Try it: Go through the entries below and copy every line that holds the word "should".

++++++++++++++++++++

PR #1088, opened 2019-07-22
Added SkypeMentionNormalizeMiddleware and tests

### LINKED ISSUE #2181: botbuilder-ai depends on moment without using it
The library botbuilder-ai depends on the package moment, which is not even used in the code. There's an import statement in types, but then not references.

[Code Search](https://github.com/microsoft/botbuilder-js/search?q=path%3A%2Flibraries%2Fbotbuilder-ai+moment&unscoped_q=path%3A%2Flibraries%2Fbotbuilder-ai+moment)

tracyboehrer:
Fixes #2181

Added SkypeMentionNormalizeMiddleware to correct the Skype mention text so that TurnContext.removeMentionText operates correctly.

### DIFF
--- a/libraries/botbuilder-core/src/skypeMentionNormalizeMiddleware.ts
+++ b/libraries/botbuilder-core/src/skypeMentionNormalizeMiddleware.ts
@@ -1,0 +1,40 @@
+/**
+ * @module botbuilder
+ */
+/**
+ * Copyright (c) Microsoft Corporation. All rights reserved.
+ * Licensed under the MIT License.
+ */
+import { Activity, ActivityTypes, Middleware, TurnContext, Entity} from 'botbuilder-core';
+
+
+/**
+ * Middleware to patch mention Entities from Skype since they don't conform to expected values.
+ * Bots that interact with Skype should use this middleware if mentions are used.
+ *
+ * @remarks
+ * A Skype mention "text" field is of the format:
+ *   <at id="28:2bc5b54d-5d48-4ff1-bd25-03dcbb5ce918">botname</at>
+ * But Activity.Text doesn't contain those tags and RemoveMentionText can't remove
+ * the entity from Activity.Text.
+ * This will remove the <at> nodes, leaving just the name.
+ */
+export class SkypeMentionNormalizeMiddleware implements Middleware {
+    public static normalizeSkypeMentionText(activity: Activity){
+        if (activity.channelId === 'skype' && activity.type === 'message'){
+            for(var i = 0; i < activity.entities.length; i++){
+                var element = activity.entities[i];
+                if(element.type === 'mention'){
+                    var mentionNameMatch = element['text'].match(/(?<=<at.*>)(.*?)(?=<\/at>)/i);
+                    if (mentionNameMatch.length > 0) {
+                        element['text'] = mentionNameMatch[0];
+                    }
+                }
+            }
+        }
+    }
+
+    public async onTurn(turnContext: TurnContext, next: () => Promise<void>): Promise<void> {
+        SkypeMentionNormalizeMiddleware.normalizeSkypeMentionText(turnContext.activity);
+    }
+}
--- a/libraries/botbuilder-core/src/skypeMentionNormalizeMiddleware.ts
+++ b/libraries/botbuilder-core/src/skypeMentionNormalizeMiddleware.ts
@@ -20,20 +20,18 @@ import { Activity, Middleware, TurnContext } from 'botbuilder-core';
  * This will remove the <at> nodes, leaving just the name.
  */
 export class SkypeMentionNormalizeMiddleware implements Middleware {
-    public static normalizeSkypeMentionText(activity: Activity){
+    public static normalizeSkypeMentionText(activity: Activity): void {
         if (activity.channelId === 'skype' && activity.type === 'message'){
-            for(var i = 0; i < activity.entities.length; i++){
-                var element = activity.entities[i];
+            activity.entities.map((element): void => {
                 if(element.type === 'mention'){
-                    var text = element['text'];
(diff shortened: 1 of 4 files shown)


tracyboehrer:
These are the same changes made to dotnet.

stevengum:
Let's also keep in mind potential browser-compat issues by continuing to use the super-advanced Node.js RegExp patterns in our SDK: https://github.com/microsoft/botbuilder-js/issues/1075

@compulim, @johnataylor

tracyboehrer:
I'll just remove the use of that regex.  I moved it from the original removeMentionText impl, but it's easy enough to just grab everything between the tags instead.

libraries/botbuilder-core/src/skypeMentionNormalizeMiddleware.ts
```diff
@@ -0,0 +1,44 @@
...
+ *
+ * @remarks
+ * A Skype mention "text" field is of the format:
+ *   <at id="28:2bc5b54d-5d48-4ff1-bd25-03dcbb5ce918">botname</at>
+ * But Activity.Text doesn't contain those tags and RemoveMentionText can't remove
+ * the entity from Activity.Text.
+ * This will remove the <at> nodes, leaving just the name.
+ */
+export class SkypeMentionNormalizeMiddleware implements Middleware {
+    public static normalizeSkypeMentionText(activity: Activity){
```
cleemullins: I don't think this code will pass the eslint rules. 

Can you run this through the linter and cleanup the issues it brings up?

libraries/botbuilder-core/src/turnContext.ts
```diff
@@ -114,11 +122,7 @@ export class TurnContext {
         var mentions = TurnContext.getMentions(activity);
         for (var i=0; i<mentions.length; i++) {
             if (mentions[i].mentioned.id === id) {
-                var mentionNameMatch = mentions[i].text.match(/(?<=<at.*>)(.*?)(?=<\/at>)/i);
-                if (mentionNameMatch.length > 0) {
-                    activity.text = activity.text.replace(mentionNameMatch[0], '');
-                    activity.text = activity.text.replace(/<at><\/at>/g, '');
-                }
+                activity.text = activity.text.replace(mentions[i].text, '').trim();
```
cleemullins: I.... don't understand how this works. In C# you've still got a Regex in there. 

Here, I'm probably missing something obvious...

tracyboehrer: I removed RegEx from the Javascript version because stevengum and Scott said that pattern isn't supported on all browsers.  So I am just grabbing everything between the XML tags.  Rather brute force but should work.

libraries/botbuilder-core/src/skypeMentionNormalizeMiddleware.ts
stevengum: @jspruance, this method blows up if there is no activity.text: message activities can be sent to the bot that have an attachment and no text. Can you make this more resilient and add more tests?

libraries/botbuilder-core/src/skypeMentionNormalizeMiddleware.ts
```diff
@@ -0,0 +1,42 @@
...
+ *   <at id="28:2bc5b54d-5d48-4ff1-bd25-03dcbb5ce918">botname</at>
+ * But Activity.Text doesn't contain those tags and RemoveMentionText can't remove
+ * the entity from Activity.Text.
+ * This will remove the <at> nodes, leaving just the name.
+ */
+export class SkypeMentionNormalizeMiddleware implements Middleware {
+    public static normalizeSkypeMentionText(activity: Activity): void {
+        if (activity.channelId === 'skype' && activity.type === 'message'){
+            activity.entities.map((element): void => {
+                if(element.type === 'mention'){
```
jspruance: I think this is fine if we can't use regex

libraries/botbuilder-core/src/turnContext.ts
```diff
@@ -97,29 +97,32 @@ export class TurnContext {
...
-        var mentions = TurnContext.getMentions(activity);
-        for (var i=0; i<mentions.length; i++) {
-            if (mentions[i].mentioned.id === id) {
-                var mentionNameMatch = mentions[i].text.match(/(?<=<at.*>)(.*?)(?=<\/at>)/i);
-                if (mentionNameMatch.length > 0) {
-                    activity.text = activity.text.replace(mentionNameMatch[0], '');
-                    activity.text = activity.text.replace(/<at><\/at>/g, '');
-                }
-            }
+        const mentions = TurnContext.getMentions(activity);
```
jspruance: I'd like to use 'Array.prototype.find' here but it's not supported by IE

libraries/botbuilder-core/tests/mention.test.js
```diff
@@ -0,0 +1,119 @@
+const assert = require('assert');
+const { MessageFactory, SkypeMentionNormalizeMiddleware, TurnContext } = require('../lib');
+
+describe(`Mention`, function () {
+    this.timeout(5000);
+
```
jspruance: I added 3 negative tests.

jspruance:
Updated to es6 where possible, fixed lint issues, unit tests passing with 3 added negative tests. Ready for re-review.

libraries/botbuilder-core/src/skypeMentionNormalizeMiddleware.ts
jspruance: this is done

libraries/botbuilder-core/src/turnContext.ts
jspruance: yep, this should be fine if we can't use regex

++++++++++++++++++++

Solution for this exercise:
+ * Bots that interact with Skype should use this middleware if mentions are used.
tracyboehrer: I removed RegEx from the Javascript version because stevengum and Scott said that pattern isn't supported on all browsers.  So I am just grabbing everything between the XML tags.  Rather brute force but should work.
jspruance: yep, this should be fine if we can't use regex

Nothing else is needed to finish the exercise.